- Born: 1839 Peoria County, Illinois
- Died: 1918 (aged 78–79) Washington
- Place of burial: Bayview Cemetery in Bellingham, Washington
- Allegiance: United States of America Union
- Branch: Union Army
- Rank: Corporal
- Unit: 8th Missouri Infantry Regiment - Company G
- Conflicts: American Civil War
- Awards: Medal of Honor

= Matthew Bickford =

Matthew Bickford (1839–1918) received the Medal of Honor for his actions during the American Civil War.

==Biography==
He was born in Peoria County, Illinois in 1839. He entered service at "Trivolia", Peoria County, Illinois. He was a Corporal, in Company G, 8th Missouri Infantry Regiment, Union Army. He received the Medal of Honor for Gallantry in the charge of the "volunteer storming party" at Vicksburg, Mississippi, May 22, 1863.

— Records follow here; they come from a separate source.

PR #3432, opened 2020-05-06
NP-998 Phone Number View Hide

carl-zzz:
Just hide some phone properties, and later need to be removed
https://nanopay.atlassian.net/browse/NP-998
https://nanopay.atlassian.net/browse/CPF-3137
https://nanopay.atlassian.net/browse/CPF-3362

### DIFF
--- a/src/foam/nanos/auth/User.js
+++ b/src/foam/nanos/auth/User.js
@@ -239,6 +239,7 @@ foam.CLASS({
       },
       view: { class: 'foam.u2.detail.VerticalDetailView' },
       createVisibility: 'HIDDEN',
+      hidden: true,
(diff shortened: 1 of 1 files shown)


src/foam/nanos/auth/User.js
```diff
@@ -239,6 +239,7 @@ foam.CLASS({
       },
       view: { class: 'foam.u2.detail.VerticalDetailView' },
       createVisibility: 'HIDDEN',
+      hidden: true,
```
jlhughes: replace both createVisibility and hidden with 
visibility: 'HIDDEN'
here and elsewhere.

jlhughes (approved):

PR #267, opened 2026-09-11
slam-rs: the Metal lane stops paying 7 ms per read (CubeCL 0.11.0-pre.3, wgpu 30)

pablo-rerun:
## Why
On the M4 Mac mini the portable GPU lane ran MIO10 at 18.8 ms per frameset because every synchronising read cost 7 ms of host time (S32-E6). The cause is located: wgpu-hal 29's Metal `wait` polls the command buffer status with a 1 ms `thread::sleep` loop; wgpu 30 waits on a condition variable (gfx-rs/wgpu#9328). wgpu 30 is only reachable through CubeCL 0.11.0-pre.3, so this PR is that bump plus the API fallout, with no change to kernels' arithmetic, launch shapes or read points.

## What changed
- `cubecl`/`cubecl-wgpu` pinned `=0.11.0-pre.3`, `wgpu` 30 (resolves 30.0.1). Launch args move to slices/`BufferArg`, `SharedMemory<T>` to `Shared<[T]>`, `CubeDim::new_3d`, reader under `future::reader`. Cargo.toml comments re-verified against the 0.11 sources (Metal family check now exists; the exclusive-memory alignment workaround is still needed).
- One kernel control-flow rewrite: CubeCL 0.11 emits C++ lambdas for `while` conditions and Metal rejected the generated cell-selection shader when loaded from the Python process (the Rust test binary compiled it). The two selector loops became `range_stepped` with the same visits and order.
- The no-Vulkan-adapter test is marked inapplicable on macOS (it disables Vulkan ICDs; Metal ignores that).

## Numbers
Mac mini (M4), fast profile, tracker median ms / ATE cm, catalog replay:

| clip | Metal before | Metal after | Mac CPU lane | accuracy |
|---|---|---|---|---|
| MIO10 | 18.69 / 1.552 | 8.10 / 1.552 | 4.98 / 1.553 | in band |
| MIO07 | 18.85 / 1.957 | 8.14 / 1.957 | 5.10 / 2.092 | in band |
| MGO07 | 21.34 / 2.373 | 9.26 / 2.373 | 8.58 / 2.375 | in band |
| MIO14 | not measured | 7.97 / 6.760 | not measured | **6.76 > 6.61 limit (1.12x the 5090 baseline)** |

Seam bench, two cameras: reads 18.4 -> 9.3 ms, whole 20.3 -> 10.3 ms. Isolated empty-read slope 7.05 -> 1.35 ms per read (5.2x, not the 60x hoped for): a native sample shows the remaining fixed cost in CubeCL 0.11's device-channel worker, which idles on a 150 us `nanosleep`.

RTX 5090, Vulkan, A/B harness against main's core: **byte-identical trajectories and states on MIO10/MIO07/MGO07**; latency +12% / +7.6% / +2.5% (MIO10 1.363 -> 1.526 ms), all of it in the stereo stage (0.24 -> 0.37 ms), the one read-bearing stage on that lane.

## Status: draft, gates failed on purpose
Passing: fmt, clippy (both feature sets), 402 workspace tests, strict rustdoc, the locked wgpu GPU task on Linux (450 tests) and on the Mac (449, 2 ignored), 257 Python tests, byte identity on the 5090.
Failing: the 5090 speed clause (two-camera +8-12%), the Mac MIO14 accuracy band (no before-number exists for it on the Mac), and the S36 target (Metal >= 1.5x the Mac CPU lane).
Follow-ups under investigation before this leaves draft: the 150 us channel sleep (likely both the Mac's residual 1.35 ms/read and the 5090 stereo regression), one read per frameset instead of two, device time per kernel on the new compiler stack, MIO14 before-number on the Mac.

Report with every command: `/tmp/fleet-artifacts/slam-rs/cuvslam/reports/s36/s36-1-metal-readback.md` on pablo-dl-server.

### DIFF
--- a/packages/slam-rs/Cargo.lock
+++ b/packages/slam-rs/Cargo.lock
@@ -143,6 +143,8 @@ dependencies = [
  "event-listener-strategy",
  "futures-core",
  "pin-project-lite",
+ "portable-atomic",
+ "portable-atomic-util",
 ]
 
 [[package]]
@@ -156,6 +158,80 @@ name = "autocfg"
 version = "1.5.1"
 source = "registry+https://github.com/rust-lang/crates.io-index"
 checksum = "f2032f911046de80f0a198e0901378627c33f59ea0ac00e363d481118bd70a53"
+
+[[package]]
+name = "awint"
+version = "0.19.0"
+source = "registry+https://github.com/rust-lang/crates.io-index"
+checksum = "b2a8f298efd080b0d3e1ee1723b5d88ecc0d78805fad347e09b76dbd4dadbe37"
+dependencies = [
+ "awint_core",
+ "awint_dag",
+ "awint_ext",
+ "awint_macro_internals",
+ "awint_macros",
+]
+
+[[package]]
+name = "awint_core"
+version = "0.19.0"
+source = "registry+https://github.com/rust-lang/crates.io-index"
+checksum = "c24d226d9faa090abec192c8ad1ea74635e6cc94000c72a95ceb60cf691428c3"
+dependencies = [
+ "awint_internals",
+ "const_fn",
+]
+
+[[package]]
+name = "awint_dag"
+version = "0.19.0"
+source = "registry+https://github.com/rust-lang/crates.io-index"
+checksum = "dc5377016f3077b18304da4233a28626ea069047ca84c9bc8c8b81b659f11032"
+dependencies = [
+ "awint_ext",
+ "awint_macro_internals",
+ "awint_macros",
+ "smallvec",
+]
+
+[[package]]
+name = "awint_ext"
+version = "0.19.0"
+source = "registry+https://github.com/rust-lang/crates.io-index"
+checksum = "01ff843cdefdd48fbe9bc11292a902b7921ff37433ed4124fa02136f83186f58"
+dependencies = [
+ "awint_core",
+ "const_fn",
+]
+
+[[package]]
+name = "awint_internals"
+version = "0.19.0"
+source = "registry+https://github.com/rust-lang/crates.io-index"
+checksum = "6209d7873685ac95ee41c4b63fe29bff9b2e1106de65d05b106b2b769c178575"
+dependencies = [
+ "const_fn",
+]
+
+[[package]]
+name = "awint_macro_internals"
+version = "0.19.0"
+source = "registry+https://github.com/rust-lang/crates.io-index"
+checksum = "6b519a9cd37bf73e44e29b3779ca90246412b56db4af4e96d959f5082bb8bdcc"
+dependencies = [
+ "awint_ext",
+ "proc-macro2",
+ "triple_arena",
+]
+
+[[package]]
+name = "awint_macros"
+version = "0.19.0"
+source = "registry+https://github.com/rust-lang/crates.io-index"
+checksum = "518a133c2163e8f021f708d7278af27dd6c1bcee96ea672a2d825b13a6931818"
+dependencies = [
+ "awint_macro_internals",
+]
 
 [[package]]
 name = "backtrace"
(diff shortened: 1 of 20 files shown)


pablo-rerun:
Codex read-only review (gpt-6-astra), no P1. Two P2s, to be fixed on this branch together with the backoff follow-up:
- **P2** `crates/slam-rs/src/gpu/kernels/cell_select.rs:154`: the lambda-in-while fix has no test on the path that failed (Python host + Metal). Cheapest coverage: a macOS GPU pytest that builds `Vio(..., gpu=True)`, feeds synthetic IMU and textured stereo frames until detection runs, and asserts non-empty frontend output; run it in the Metal gate.
- **P2** `crates/slam-rs/Cargo.toml:57`: "cannot both be on for one platform" is not an upstream restriction (CubeCL's `AutoCompiler` supports both; its macOS build script wants `VULKAN_SDK` when `spirv` is on). Reword to "selected per target to avoid the Vulkan SDK on macOS and unused shader backends".
Verified clean: every migrated binding keeps handle, element count and position; `range_stepped` visits the same coordinates in the same order as the old loops, including empty ranges; the Clippy allowance is narrow; the Cargo.toml claims about 0.11 match the registry sources; the bundled SQLite from `cubecl-environment`'s cache feature adds C compilation but no system library.
Full text: `/tmp/fleet-artifacts/slam-rs/reviews/s36-1-codex-review.md` on pablo-dl-server.

pablo-rerun:
Codex read-only review (gpt-6-astra) of the patch-wiring commits `84db9fd1..cff66ea8`: one P1, one P2, both being fixed on this branch.
- **P1** `pixi.toml` `slam-rs-build` / `slam-rs-wgpu-build`: their `inputs` omit the patch file, the prepare tool and the prepared source, so a patch-only change re-runs the prepare task but pixi can reuse the cached `_core.so` with the old code (`depends-on` orders execution; it does not add inputs). Fix: add the prepare inputs and the prepared tree/marker to both build tasks' inputs; verify with a patch-only edit after a warm build.
- **P2** `tests/test_prepare_patched_deps.py`: all five tests use a synthetic crate; nothing exercises the real pinned patch or Cargo's resolution. Fix: a CPU-only smoke test that prepares the pinned archive, asserts the patched `channel.rs` digest, runs locked/offline `cargo metadata` and asserts `cubecl-common` resolves from the local path with no registry source; plus run the patch's own `park_tests` explicitly, since dependency unit tests do not run under the workspace test command.
Verified clean: no lost-wakeup path in the patch (handle installed before clients escape; writes precede the SeqCst publish; recheck after the last queue check; shutdown publishes before waking); spin/yield budgets and the client backoff unchanged; sha256 before extraction, `filter='data'` extraction, a failed apply leaves the previous tree and publishes no marker; lock diff is exactly the one entry; path is manifest-relative; all seven cargo tasks depend on the prepare task and the macOS lane inherits it.
Full text: `/tmp/fleet-artifacts/slam-rs/reviews/s36-6-codex-review.md` on pablo-dl-server.

pablo-rerun:
Both review items addressed in b7c1ff37 + 980906c6:
- **P1** the two build tasks now list the patch file, the prepare tool and the prepared tree among their `inputs`; proven by a warm build, a patch-only edit (rebuild observed), and a no-change rerun (skipped).
- **P2** a CPU-only smoke test prepares the pinned archive, checks the patched file's sha256 against the tested fork commit, and asserts through `cargo metadata --locked --offline` that `cubecl-common` resolves from `target/patch/...` with no registry source; a new `slam-rs-patch-test` task runs the patch's own park tests and `slam-rs-rust-test` depends on it. Both pass on Linux and on the Mac mini.
The reviewer's pyrefly failure was the stale benchmark environment; the current root environment type-checks clean.
Ready to leave draft.

pablo-rerun:
Validator (Codex gpt-6-astra, xhigh) must-fixes addressed in 22fdcaf0..7df8e9fe: preparation serialised with a per-destination process lock and an atomic swap (the 2-process and 8-caller races now pass); the prepared tree is fingerprinted and repaired on mismatch; `slam-rs-wgpu-test` builds the wgpu extension first and the Metal Python test asserts the wgpu backend instead of skipping; per-checkout bootstrap documented next to the `[patch.crates-io]` line. Linux and Mac gates green, including a fresh Mac source copy with no extension and no Cargo target.
Two gates stay red and are pre-existing, not introduced here: the harness's frozen cuVSLAM x1.2 speed limit on MIO07 (paired main fails it too; the branch is byte-identical and marginally faster), and the Mac's MIO14 accuracy band (6.7605 cm on both main and this branch against a limit derived from the 5090's baseline).
Full validation: `/tmp/fleet-artifacts/slam-rs/cuvslam/reports/s36/s36-8-validate-claims.md`; hardening report `s36-9-wiring-hardening.md`.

Bickford moved to Washington state around 1907. He died in 1918, and is buried in Bayview Cemetery in Bellingham, Washington.

==Medal of Honor citation==
- Rank and organization: Corporal, Company G, 8th Missouri Infantry.
- Place and date: At Vicksburg, Miss., May 22, 1863.
- Entered service at: Trivolia, Peoria County, Ill.
- Birth: Peoria County, Ill.
- Date of issue: August 31, 1894.

Citation:

Gallantry in the charge of the "volunteer storming party."